»»

PR #63, opened 2016-01-20
Add missing setup/teardown call

### LINKED ISSUE #60: Missing setup() / teardown() call in main htrun flow
# Description
We are [only calling ```setup()``` / ```teardown()```](https://github.com/ARMmbed/htrun/blob/master/mbed_host_tests/__init__.py#L413) when we handle ```---run``` switch (not used in CI). We are not calling setup/teardown in normal workflow:
```python
def execute_run(self):
...
try:
    self.test_supervisor = get_host_test("run_binary_auto")
    # Call to setup if function is implemented
    if hasattr(self.test_supervisor, 'setup') and callable(getattr(self.test_supervisor, 'setup')):
        self.test_supervisor.setup()

    # Call to test function
    result = self.test_supervisor.test(self)    # This is blocking, waits for {end}

    # Call to teardown if function is implemented
    if hasattr(self.test_supervisor, 'teardown') and callable(getattr(self.test_supervisor, 'teardown')):
        self.test_supervisor.teardown()
except Exception, e:
    print str(e)
    self.print_result(self.RESULT_ERROR)
```

We should be calling it also [here](https://github.com/ARMmbed/htrun/blob/master/mbed_host_tests/__init__.py#L480):
```python
def execute(self):
...
try:
    CONFIG = self.detect_test_config(verbose=True) # print CONFIG

    result = None
    if "host_test_name" in CONFIG:
        if is_host_test(CONFIG["host_test_name"]):
            #self.notify("HOST: CONFIG['host_test_name'] is '%s'" % CONFIG["host_test_name"])
            self.test_supervisor = get_host_test(CONFIG["host_test_name"])
            result = self.test_supervisor.test(self)    #result = self.test()
        else:
            self.notify("HOST: Error! Unknown host test name '%s' (use 'mbedhtrun --list' to verify)!"% CONFIG["host_test_name"])
            self.notify("HOST: Error! You can use switch '-e <dir>' to specify local directory with host tests to load")
            self.print_result(self.RESULT_ERROR)
    else:
        self.notify("HOST: Error! No host test name defined in preamble")
        self.print_result(self.RESULT_ERROR)
```

probably missing code in above snippet:
```python
self.test_supervisor.setup()
result = self.test_supervisor.test(self)    #result = self.test()
self.test_supervisor.teardown()
```

# Reproduce
* In [mbed_host_tests/host_tests/default_auto.py](https://github.com/ARMmbed/htrun/blob/master/mbed_host_tests/host_tests/default_auto.py#L21) add setup/teardown with prints:
```python
class DefaultAuto(BaseHostTest):
    """ Simple, basic host test's test runner waiting for serial port
        output from MUT, no supervision over test running in MUT is executed.
    """
    def setup(self):
        stdout.write("!!!")
        stdout.flush()
        
    def teardown(self):
        stdout.write("@@@")
        stdout.flush()
    
    def test(self, selftest):
        stdout.write("%%%")
        stdout.flush()
        return "XXX"
```

* Add calls to setup/teardown [here](https://github.com/ARMmbed/htrun/blob/master/mbed_host_tests/__init__.py#L488):
```python
                    self.test_supervisor = get_host_test(CONFIG["host_test_name"])
                    self.test_supervisor.setup()
                    result = self.test_supervisor.test(self)    #result = self.test()
                    self.test_supervisor.teardown()
```

* Call ```mbedgt```:
```
$ mbedgt -V -n mbed-drivers-test-basic
...
mbedgt: selecting test case observer...
        calling mbedhtrun: mbedhtrun -d F: -p COM184:9600 -f ".\build\frdm-k64f-gcc\test\mbed-drivers-test-basic.bin" -C 4 -c shell -m K64F -e "./test/host_tests"
mbedgt: mbed-host-test-runner: started
HOST: Instrumentation: "COM184" and disk: "F:"
HOST: My PID is 7516
HOST: Copy image onto target...
        1 file(s) copied.
HOST: Initialize serial port...
...port ready!
HOST: Reset target...
HOST: Detecting test case properties...
HOST: Property 'timeout' = '20'
HOST: Property 'host_test_name' = 'default_auto'
HOST: Property 'description' = 'Basic'
HOST: Property 'test_id' = 'MBED_A1'
HOST: Start test...
!!!%%%@@@
{{XXX}}
{{end}}
```

stegut01:
fix #60

### DIFF
--- a/mbed_host_tests/__init__.py
+++ b/mbed_host_tests/__init__.py
@@ -222,7 +222,6 @@ class DefaultTestSelector(DefaultTestSelectorBase):
     def __init__(self, options):
         """! ctor
         """
-        self.result = None
         self.options = options
 
         # Handle extra command from
@@ -307,8 +306,8 @@ class DefaultTestSelector(DefaultTestSelectorBase):
 
         serial_port.flush()
         # Reset using one of the plugins
-        self.result = host_tests_plugins.call_plugin('ResetMethod', reset_type, serial=serial_port, disk=disk)
-        if not self.result:
+        result = host_tests_plugins.call_plugin('ResetMethod', reset_type, serial=serial_port, disk=disk)
+        if not result:
             print "mbedhtrun: reset plugin failed"
             print json.dumps({
                 "port" : port,
@@ -382,8 +381,8 @@ class DefaultTestSelector(DefaultTestSelectorBase):
         # Copy image to device
         if self.options.skip_flashing is False:
             self.notify("HOST: Copy image onto target...")
-            self.result = self.mbed.copy_image()
-            if not self.result:
+            result = self.mbed.copy_image()
+            if not result:
                 self.print_result(self.RESULT_IOERR_COPY)
         else:
             self.notify("HOST: Image copy onto target SKIPPED!")
@@ -392,8 +391,8 @@ class DefaultTestSelector(DefaultTestSelectorBase):
             return
         # Initialize and open target's serial port (console)
         self.notify("HOST: Initialize serial port...")
-        self.result = self.mbed.init_serial()
-        if not self.result:
+        result = self.mbed.init_serial()
+        if not result:
             self.print_result(self.RESULT_IO_SERIAL)
 
         if self.aborted:
@@ -401,8 +400,8 @@ class DefaultTestSelector(DefaultTestSelectorBase):
         # Reset device
         if self.options.skip_reset is False:
             self.notify("HOST: Reset target...")
-            self.result = self.mbed.reset()
-            if not self.result:
+            result = self.mbed.reset()
+            if not result:
                 self.print_result(self.RESULT_IO_SERIAL)
         else:
             self.notify("HOST: Target reset SKIPPED!")
@@ -433,8 +432,8 @@ class DefaultTestSelector(DefaultTestSelectorBase):
             return
         if self.options.skip_flashing is False:
             self.notify("HOST: Copy image onto target...")
-            self.result = self.mbed.copy_image()
-            if not self.result:
+            result = self.mbed.copy_image()
+            if not result:
                 self.print_result(self.RESULT_IOERR_COPY)
                 return  # No need to continue, we can't flash device
         else:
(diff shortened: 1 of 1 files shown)


PrzemekWirkus:
+1

mbed_host_tests/__init__.py
```diff
@@ -501,6 +495,8 @@ def execute(self):
         except Exception, e:
             print str(e)
             self.print_result(self.RESULT_ERROR)
+        finally:
+            self.test_supervisor.teardown()
```
mazimkhan: It can raise self.test_supervisor used before assignment. I think there should be a try except finally block around 

```python
self.test_supervisor.setup()
result = self.test_supervisor.test(self)
```

PrzemekWirkus: Yes, ```get_host_test()``` can return ```None``` so we should either check for:
```python
if self.test_supervisor:  # self.test_supervisor can be None
    # ...
```
or do try/catch around it.

mbed_host_tests/__init__.py
```diff
@@ -494,14 +479,25 @@ def execute(self):
...
                 self.notify("HOST: Passive mode...")
         except Exception, e:
             print str(e)
             self.print_result(self.RESULT_ERROR)
 
+    def run_test(self, host_test_name):
+        try:
+            self.test_supervisor = get_host_test(host_test_name)
+            self.test_supervisor.setup()
+            self.result = self.test_supervisor.test(self)    # This is blocking, waits for {end}
```
mazimkhan: This function can return the result in the end. We should put less variables in the object state as they would need maintenance.

mbed_host_tests/__init__.py
```diff
@@ -494,14 +479,25 @@ def execute(self):
...
+                self.print_result(self.result)
             else:
                 self.notify("HOST: Passive mode...")
         except Exception, e:
             print str(e)
             self.print_result(self.RESULT_ERROR)
 
+    def run_test(self, host_test_name):
+        try:
+            self.test_supervisor = get_host_test(host_test_name)
```
mazimkhan: Since ```if is_host_test(CONFIG["host_test_name"]):``` checks that host test exists before ```run_test ()``` calls ```get_host_test()``` it should always work. But at this line if feels unsafe to call ```test_supervisor.setup()``` without checking.
Perhaps we can call ```get_host_test()``` only and before calling ```run_test(test_supervisor)``` or put an assert here like
``` assert self.test_supervisor is not None, "get_host_test() return None"```

mazimkhan:
Code looks good
+1

PR #66, opened 2016-02-21
Event handler decorator for automatic registering of event callbacks

mazimkhan:
This is an alternative approach to implementing ```setup``` method and calling ```self.register_callback``` for registering event callbacks. 
Now event callbacks can be decorated with a decorator as ```@event_cb('<key>')```. A base implementation of ```setup``` is added in the ```BaseHostTest``` to look for decorated methods and register them as callbacks. Thus host test developers do not need to implement ```setup``` anymore. 

```
Example:
 #        Define a event callback method with @event_callback decorator like:
 
          @event_callback('<event key>')
          def event_handler(self, key, value, timestamp):
             do something..
 
```

### DIFF
--- a/mbed_host_tests/host_tests/base_host_test.py
+++ b/mbed_host_tests/host_tests/base_host_test.py
@@ -81,7 +81,7 @@ class BaseHostTestAbstract(object):
         raise NotImplementedError
 
 
-def event_cb(key):
+def event_callback(key):
     """
     Decorator for defining a event callback method. Adds a property attribute "event_key" with value as the passed key.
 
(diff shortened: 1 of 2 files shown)


mbed_host_tests/host_tests/base_host_test.py
```diff
@@ -80,6 +81,19 @@ def teardown(self):
         raise NotImplementedError
 
 
+def event_cb(key):
```
PrzemekWirkus: Please change from ```event_cb``` to ```event_callback```.
Niklas told me before they prefer this type of names (explicit, so no one had to quess what ```_cb``` stands for).

PrzemekWirkus:
Please add to your PR description example of how to use it.

mbed_host_tests/host_tests/base_host_test.py
0xc0170: +1 for being explicit !

PrzemekWirkus:
Very nice! :)

PR #67, opened 2016-02-22
Default handling for 'end' event

mazimkhan:
For most cases event 'end' callback has following handling:

```python
def end_event_callback(self, key, value, timestamp):
    self.notify_complete(value == 'success')
```

Hence this PR implements a default callback with above handling in base ```class HostTestCallbackBase```.
Users can still over write this handler by creating a handler and registering for key 'end'. Example:

```python
def my_end_callback(self, key, value, timestamp):
    # my implementation for 'end' handling
    ....
```

### DIFF
--- a/mbed_host_tests/host_tests/base_host_test.py
+++ b/mbed_host_tests/host_tests/base_host_test.py
@@ -117,12 +117,28 @@ class HostTestCallbackBase(BaseHostTestAbstract):
         ]
 
         self.__assign_default_callbacks()
+        # Register default handler for event 'end' before assigning user defined callbacks to let users over write it.
+        self.register_callback('end', self.default_end_callback)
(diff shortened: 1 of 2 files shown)


mbed_host_tests/host_tests/base_host_test.py
```diff
@@ -117,6 +117,8 @@ def __init__(self):
         ]
 
         self.__assign_default_callbacks()
+        # Register default handler for event 'end' before assigning user defined callbacks to let users over write it.
+        self.register_callback('end', self.__default_end_callback)
```
PrzemekWirkus: This belongs to body of 
```python
def __assign_default_callbacks():
   ...
```

PrzemekWirkus:
Very cool! :)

««

Where does the word "device" appear in the records above? Return every line that holds it.

         # Copy image to device
         # Reset device
                 return  # No need to continue, we can't flash device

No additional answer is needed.